Sonic Life: A Memoir
- Author: Thurston Moore
- Language: English
- Genre: Autobiography
- Publisher: Faber & Faber
- Publication date: October 23, 2023
- Publication place: United Kingdom
- Pages: 468
- ISBN: 978-0-571-37394-9

= Sonic Life: A Memoir =

Book by Thurston Moore

Sonic Life: A Memoir is a 2023 autobiography by former Sonic Youth guitarist, vocalist and songwriter Thurston Moore.

==Publication==
Sonic Life was first published in the UK by Faber & Faber on October 23, 2023. It was published in the United States by Doubleday, a division of Penguin Random House. The title is derived from a tattoo the author got to celebrate his marriage to his first wife and then-bandmate, Kim Gordon.

==Content==
Sonic Life is an account of Moore's life up to the break up of Sonic Youth, focusing largely on his experiences of the punk and alternative rock scene in the 1970s and 1980s. It contains accounts of Moore's own musical development, which began with hearing The Kingsmen's "Louie Louie" aged five years old, and of his relationships with other major acts of the period, including Glenn Branca, Patti Smith, and Nirvana. The book also discusses the formation of Moore's most famous band, Sonic Youth, and their progress from no-wave outsiders to pillar of alternative music.

==Reception==
The memoir received generally favourable reviews.

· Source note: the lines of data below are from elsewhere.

PR #296, opened 2025-07-01
feat: add LOD fallback and cleanup logic to ChunkManager and ImageLayer

phoenixAja:
### Summary

This PR implements a fallback mechanism for tile-based image loading in `ChunkManagerSource` and integrates proper cleanup in `ImageLayer`. When the current LOD is not yet fully loaded, visible chunks from the lowest-resolution LOD will be rendered underneath to reduce perceptual gaps.

### Key Changes

- **`ChunkManagerSource.getChunks()`**:
  - Returns both current LOD and lowest-res fallback chunks, unless the current LOD *is* the fallback.
  - Ensures fallback tiles are visible until replaced.
  
- **`loadVisibleChunks()`**:
  - Loads both current and background (lowest-res) LOD chunks in parallel.
  - Selectively processes only those two LOD levels.
  
- **`getFallbackChunks()`**:
  - Returns only *visible + loaded* tiles at the lowest LOD (no overlap filtering).
  
- **`loadBackgroundLOD()`**:
  - Loads only visible, unloaded chunks at lowest LOD.
  - Leaves others untouched to reduce unnecessary IO.
  
- **`unloadUnneededLODs()`**:
  - Removes all loaded chunks from intermediate LODs when switching LOD level.
  - Preserves only current and fallback levels.

- **`ImageLayer` integration**:
  - Drops renderables for chunks no longer in `getChunks()` (e.g., LOD switch or fallback removal).

### Rationale

This fallback strategy:
- Improves perceived rendering continuity during navigation and zoom.
- Prevents rendering gaps during high-LOD load delays.
- Avoids excessive memory use by cleaning up intermediate-resolution tiles.

### Testing

- tested chunk_streaming example, verified that correct chunks were being returned (in getChunks) and that there were no blank spots when zooming in and out


packages/core/src/core/chunk_manager.ts
```diff
@@ -94,17 +96,75 @@ export class ChunkManagerSource {
...
+    const backgroundChunks = this.chunks_.filter(
+      (chunk) => chunk.lod === this.lowestResLOD_
+    );
+    const allVisibleBackgroundLoaded = backgroundChunks.every(
+      (chunk) => chunk.state === "loaded"
+    );
+
+    if (!allVisibleBackgroundLoaded) {
+      this.loadBackgroundLOD();
+    }
```
andy-sweet: Based on the current implement of `loadBackgroundLOD`, I think this could be simplified to

```suggestion
    this.loadBackgroundLOD();
```

without any change in behavior.

I'm not sure if `loadBackgroundLOD` will change in the future, but simplifying things could help keep the chunk manager easier to understand.

packages/core/src/core/chunk_manager.ts
```diff
@@ -94,17 +96,75 @@ export class ChunkManagerSource {
...
+          .then(() => {
+            chunk.state = "loaded";
+          })
+          .catch((error) => {
+            Logger.error(
+              "ChunkManager",
+              `Error loading background chunk (${chunk.chunkIndex?.x},${chunk.chunkIndex?.y}): ${error}`
+            );
+            chunk.state = "unloaded";
+          });
```
andy-sweet: Other than the string `background` in the log message, this is just the same as

```suggestion
        this.processChunkData(chunk);
```

Given that chunk manager is already quite complicated and may only get more complicated in the future, I'd lean towards reusing private helper methods and keeping things concise when possible.

packages/core/src/core/chunk_manager.ts
```diff
@@ -94,17 +96,75 @@ export class ChunkManagerSource {
...
     for (const chunk of this.chunks_) {
-      this.processChunkData(chunk);
+      // Only load chunks for current LOD
+      if (chunk.lod === this.currentLOD_ && chunk.state === "unloaded") {
+        this.processChunkData(chunk);
+      }
+    }
+  }
+
+  private getFallbackChunks(): ImageChunk[] {
```
andy-sweet: Unless you intend to reuse this very soon, I would probably inline it where it's used in `getChunks` too avoid to much indirection.

andy-sweet (commented):
I think the basic behavior of falling back to the lowest LOD is fine as a first pass.

But I also think the code here is more complicated than it needs to be. I suggested some simplifications, but maybe hold off on those before @shlomnissan takes a look.

packages/core/src/core/chunk_manager.ts
```diff
@@ -94,17 +96,63 @@ export class ChunkManagerSource {
...
+    if (this.currentLOD_ === this.lowestResLOD_) {
+      return currentLODChunks;
+    }
+
+    const fallbackChunks = this.getFallbackChunks();
+
+    return [...fallbackChunks, ...currentLODChunks];
   }
 
   public loadVisibleChunks() {
```
shlomnissan: I think we may want to mark this function private.

packages/core/src/core/chunk_manager.ts
shlomnissan: I agree with Andy's suggestion. It seems like we don't need the checks leading up to `this.loadBackgroundLOD`.

I'm not convinced we need to modify `loadVisibleChunks` at all. It already iterates through `this.chunks_`. We can modify `getChunks` to always include the highest LOD level (lowest resolution) to minimize changes.

packages/core/src/core/chunk_manager.ts
shlomnissan: ^^ 100%

packages/core/src/core/chunk_manager.ts
```diff
@@ -148,8 +194,24 @@ export class ChunkManagerSource {
     );
 
     if (targetLOD !== this.currentLOD_) {
-      console.debug(`LOD changed from ${this.currentLOD_} to ${targetLOD}`);
       this.currentLOD_ = targetLOD;
+
+      // Unload chunks from all LODs except current and background
+      this.unloadUnneededLODs();
```
shlomnissan: I'm a bit concerned about the concept of "unloading" data in this context. Given the current setup, is there any compelling reason to discard data once it's been uploaded to the GPU? From what I can tell, there isn’t.

That said, proper data unloading requires a more deliberate approach. Specifically, we need to think through:
- When is it appropriate to unload chunk data from CPU memory?
- When should GPU resources be released?
- How can we effectively reuse existing renderable objects and texture buffers?

Unless we're currently facing performance bottlenecks or running into memory constraints, I would suggest removing all unloading logic for now. We can treat it as a dedicated follow-up project when we have clearer requirements and use cases.

packages/core/src/layers/image_layer.ts
```diff
@@ -77,13 +77,15 @@ export class ImageLayer extends Layer {
...
+    // This loop removes image renderables for chunks that are no longer visible
+    // or no longer returned by getChunks() (e.g., due to LOD changes).
     // While this approach works for now, it may be more efficient in the future
     // to reuse renderables by updating their underlying data instead of repeatedly
     // creating new texture objects. Note: GPU resources are not currently being
     // released, so this will also need to be addressed soon.
+    const currentChunks = new Set(this.chunkManagerSource_.getChunks());
     this.visibleChunks_.forEach((image, chunk) => {
-      if (!chunk.visible) {
+      if (!chunk.visible || !currentChunks.has(chunk)) {
```
shlomnissan: - Is there a reason to check for visibility AND `!currentChunks.has(chunk)`?
- If we are keeping `currentChunks` I suggest we avoid calling `this.chunkManagerSource_.getChunks()` twice.

shlomnissan (changes requested):
I'm blocking because I'm not fully convinced that unloading image data from memory is the right direction at this stage—unless I'm missing some key context. I also see an opportunity to simplify the implementation overall, as @andy-sweet suggested.

From my perspective, the only piece that really needs to change is the logic inside `getChunks()`. I don’t yet see a reason to introduce the concepts of fallback chunks or background loading. If `getChunks()` collects all the chunks that should be loaded, then `loadVisibleChunks()` should simply load those as needed, including the low resolution chunks.

That said, you’ve spent more time in this part of the code, so please feel free to push back if there’s something I’m overlooking.

For reference, I think the C++ POC had a fallback strategy that was more robust. It prioritized low-res, but it also kept the previous LOD chunks that are still visible (assuming it's not the low-res ones) until the current LOD chunks are loaded. We should consider this approach as first pass for Idetik too:

```cpp
auto ChunkManager::GetChunks() -> std::vector<Chunk*> {
    std::vector<Chunk*> chunks;

    // 1. always include low-res tiles
    for (auto& chunk : chunks_[max_lod_]) {
        if (chunk.visible && chunk.State() == ChunkState::Loaded) {
            chunks.push_back(&chunk);
        }
    }

    // 2. if currently viewing low-res tiles, no need to include anything else
    if (curr_lod == max_lod_) return chunks;

    // 3. collect all visible chunks from the current LOD
    bool all_loaded = true;
    for (auto& chunk : chunks_[curr_lod]) {
        if (chunk.visible) {
            chunks.push_back(&chunk);
            if (chunk.State() != ChunkState::Loaded) {
                all_loaded = false;
            }
        }
    }

    // 4. if chunks from current LOD are not fully loaded, add visible chunks from previous LOD
    if (!all_loaded && curr_lod != max_lod_) {
        for (auto& chunk : chunks_[prev_lod]) {
            if (chunk.visible && chunk.State() == ChunkState::Loaded) {
                chunks.push_back(&chunk);
            }
        }
    }

    return chunks;
}
```

packages/core/src/core/chunk_manager.ts
phoenixAja: That makes sense, but getChunks() only returns chunks—it doesn't trigger any loading. If we remove the call to loadBackgroundLOD() from loadVisibleChunks(), we risk the fallback chunks never getting loaded unless we restructure how loading is triggered. I'm okay simplifying the logic, but I think it's safer to keep background loading explicit for now.

packages/core/src/core/chunk_manager.ts
phoenixAja: my thinking was that if you weren't actively looking at a chunk  you should unload it, but maybe this isn't as much of a big deal as i initially thought it would be. I'll remove the unload logic

packages/core/src/core/chunk_manager.ts
shlomnissan: Ah, that makes sense now. I got confused because I was reviewing the POC implementation, which relies on an implicit loading order — it always begins with the lowest LOD, so we can safely assume loading was triggered. Given that, your approach seems reasonable. Apologies for the misunderstanding :)

packages/core/src/core/chunk_manager.ts
```diff
@@ -123,8 +156,6 @@ export class ChunkManagerSource {
   }
 
   private processChunkData(chunk: ImageChunk): void {
-    if (!chunk.visible || chunk.state !== "unloaded") return;
```
shlomnissan, line 126: I think that removing this check means that we load chunks that are not visible as well? For what it's worth, I do think the visibility check need to move to `loadVisibleChunks`.

packages/core/src/layers/image_layer.ts
phoenixAja: yes since we are already filtering for visible chunks in getChunks i can remove that check and just keep !currentChunks.has(chunk)

packages/core/src/core/chunk_manager.ts
phoenixAja: moved to loadVisibleChunks

packages/core/src/core/chunk_manager.ts
```diff
@@ -94,17 +96,52 @@ export class ChunkManagerSource {
...
         chunk.visible &&
         chunk.state === "loaded"
     );
+
+    // If we're at the lowest resolution LOD, only return current LOD chunks
+    if (this.currentLOD_ === this.lowestResLOD_) {
+      return currentLODChunks;
+    }
+
+    const fallbackChunks = this.chunks_.filter(
```
shlomnissan: I think that `lowResChunks` might be a more descriptive name? Also, we're using the term "fallback chunks" and "background LODs." Whatever name we go for, maybe we pick one for consistency?

packages/core/src/core/chunk_manager.ts
```diff
@@ -94,17 +96,52 @@ export class ChunkManagerSource {
...
+        chunk.lod === this.lowestResLOD_ &&
+        chunk.visible &&
+        chunk.state === "loaded"
+    );
+    return [...fallbackChunks, ...currentLODChunks];
   }
 
-  public loadVisibleChunks() {
+  private loadVisibleChunks() {
+    // Load background LOD (lowest resolution) first if not already started
```
shlomnissan: If you rename this method to `this.loadLowResChunks()` or something along these lines, you could get rid of this comment.

packages/core/src/core/chunk_manager.ts
```diff
@@ -94,17 +96,52 @@ export class ChunkManagerSource {
...
+
+  private loadBackgroundLOD(): void {
+    const backgroundChunks = this.chunks_.filter(
+      (chunk) => chunk.lod === this.lowestResLOD_
+    );
+
+    for (const chunk of backgroundChunks) {
+      if (chunk.state === "unloaded") {
+        this.processChunkData(chunk);
+      }
```
shlomnissan: Combine these two loops?
```suggestion
  private loadBackgroundLOD(): void {
    for (const chunk of this.chunks_) {
      if (chunk.lod === this.lowestResLOD_ && chunk.state === "unloaded") {
        this.processChunkData(chunk);
      }
    }
  }
```

shlomnissan (approved):
Thanks for taking the time to iterate on this. I feel like the code is much easier to follow now.

I left a couple of comments that would be nice to address before merging, but I don't consider them blocking.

Alexis Petridis of The Guardian noted that the book focuses on a "nerd's eye view" of the American music underground in lieu of "personal confession", a theme also picked up in a more critical review by Pitchfork. In a five-star review for Louder Sound, Paul Brannigan described the memoir as "an absolute joy" praising it as a "fascinating documentation of the genesis and growth of America's alternative rock scene, by one of its key players".